## What you should do:
Search each line of the data for the word "fired"; copy every line where it is found.

[[ Input material, beginning ]]

PR #89, opened 2019-10-02
Fixes #732 by attaching event listeners after a mode change

### LINKED ISSUE #732: CKEditor: Events not fired anymore after changing the mode
To see this, change the `Basic Usage` showcase for the CKEditor like this by adding an AJAX listener for the `change` event:

image

```xml
<p:growl id="growl" showDetail="true" />  
  
<pe:ckEditor id="editor" value="#{editorController.content}" interfaceColor="#{editorController.color}">  
    <p:ajax event="save" listener="#{editorController.saveListener}" update="growl"/>  
    <p:ajax event="change" onstart="console.log('change')"/>  
</pe:ckEditor>  
  
<p:commandButton actionListener="#{editorController.changeColor}" update="@form:centerExample"  
                 value="Change color with AJAX" style="margin-top:10px;"/>  
```

When you type anything in the CKEditor, the message `change` is logged. But if you, for example, switch to the source code mode and then switch back, it won't work anymore.

---

The reason for this lies in the way the event listeners are attached to the CKEditor in the widget. It's explained [here on the CKEditor docs](https://ckeditor.com/docs/ckeditor4/latest/api/CKEDITOR_editable.html#method-attachListener) and also [here on stackexchange](https://stackoverflow.com/a/22443086).

Events are currently attached like this:

```javascript
        this.instance.editable().attachListener(editable, 'paste', $.proxy(function(event) {
                this.checkChange();
                this.checkDirty();
        }, this));
```

 The `editable` refers to the DOM element of the editor content. This element is replaced, for exapmle, when you change the mode of the CKEditor. As mentioned in the docs, this should probably be changed to

```javascript
        //changes to WYSIWYG mode
    	this.instance.on('contentDom', $.proxy(function(event) {
            this.bindEditorEvents(this.instance);
            this.fireEvent('wysiwygMode');
      	}, this));
```

with the `bindEditorEvents` method containing the parts where the events listeners are attached to the `editor.editable()` instance:

Also, `contentDom` is fired only when the editor is switch to WYSIWYG mode. To make the events work in source code mode, [they can be bound like this](https://ckeditor.com/docs/ckeditor4/latest/api/CKEDITOR_editor.html#event-change):

```javascript
    	//changes to source mode
    	this.instance.on('mode', $.proxy(function(event) {
                if (this.instance.mode != 'source') {
                    return;
                }
                this.bindEditorEvents(this.instance);
                this.fireEvent('sourceMode');
        }, this));
```

---

I already tried this locally, if you want I can make a PR for this.

blutorange:
(If you use the github UI to view the diff changes, apparently you can add the URL parameter `w=1` to ignore whitespaces, which helps a lot here)

This fixes primefaces-extensions/primefaces-extensions.github.com#732 and primefaces-extensions/primefaces-extensions.github.com#734 . I'll take a look at adding an example to the showcase for the events. 

* The AJAX behavior events `dirty` and 'change' are fired now even after a mode change, and also when the CKEdItor is in the source mode.
* Listen to the `contentDom` event that is triggered when the WYSIWYG editable DOM element was replaced, and reattach the required event listeners.
* Listen to the `mode` event that is triggered whenever the mode changes. When the mode is changed to `source`, attach the event listeners as well to trigger the behavior events in source mode too.
* Listen to the `keyup` event instead of the `keydown` event - this allows the `dirty` AJAX behavior event to fire on the first keypress.
* Indentation was a mix between spaces and tabs. I replaced all tabs with whitespaces (for the CKEditor widget), as this is how it's done in most other widgets.

### DIFF
--- a/src/main/resources/META-INF/resources/primefaces-extensions/ckeditor/widget.js
+++ b/src/main/resources/META-INF/resources/primefaces-extensions/ckeditor/widget.js
@@ -16,7 +16,7 @@ CKEDITOR_GETURL = function(resource) {
             };
         }
     }
-	
+    
     //do not resolve
     if (resource.indexOf('?resolve=false') !== -1) {
         facesResource = resource.replace('?resolve=false', '');
@@ -89,12 +89,12 @@ CKEDITOR_GETURL = function(resource) {
  */
 PrimeFaces.widget.ExtCKEditor = PrimeFaces.widget.DeferredWidget.extend({
 
-	/**
-	 * Initializes the widget.
-	 *
-	 * @param {object} cfg The widget configuration.
-	 */
-	init : function(cfg) {
+    /**
+     * Initializes the widget.
+     *
+     * @param {object} cfg The widget configuration.
+     */
+    init : function(cfg) {
         this._super(cfg);
 
         this.instance = null;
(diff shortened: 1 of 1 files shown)


melloware:
Looks good thanks for the PR!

[[ Input material, end ]]

## Solution for this problem:
### LINKED ISSUE #732: CKEditor: Events not fired anymore after changing the mode
Also, `contentDom` is fired only when the editor is switch to WYSIWYG mode. To make the events work in source code mode, [they can be bound like this](https://ckeditor.com/docs/ckeditor4/latest/api/CKEDITOR_editor.html#event-change):
* The AJAX behavior events `dirty` and 'change' are fired now even after a mode change, and also when the CKEdItor is in the source mode.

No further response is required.